Data section:
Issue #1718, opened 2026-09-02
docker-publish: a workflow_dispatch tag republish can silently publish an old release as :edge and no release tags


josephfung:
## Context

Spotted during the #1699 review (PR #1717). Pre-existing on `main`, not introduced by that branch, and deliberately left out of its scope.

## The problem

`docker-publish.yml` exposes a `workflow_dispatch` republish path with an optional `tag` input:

Aim of the task: Whenever the word "docker" shows up in a line of the entries, copy that line.

Solution to this exercise:
docker-publish: a workflow_dispatch tag republish can silently publish an old release as :edge and no release tags
`docker-publish.yml` exposes a `workflow_dispatch` republish path with an optional `tag` input:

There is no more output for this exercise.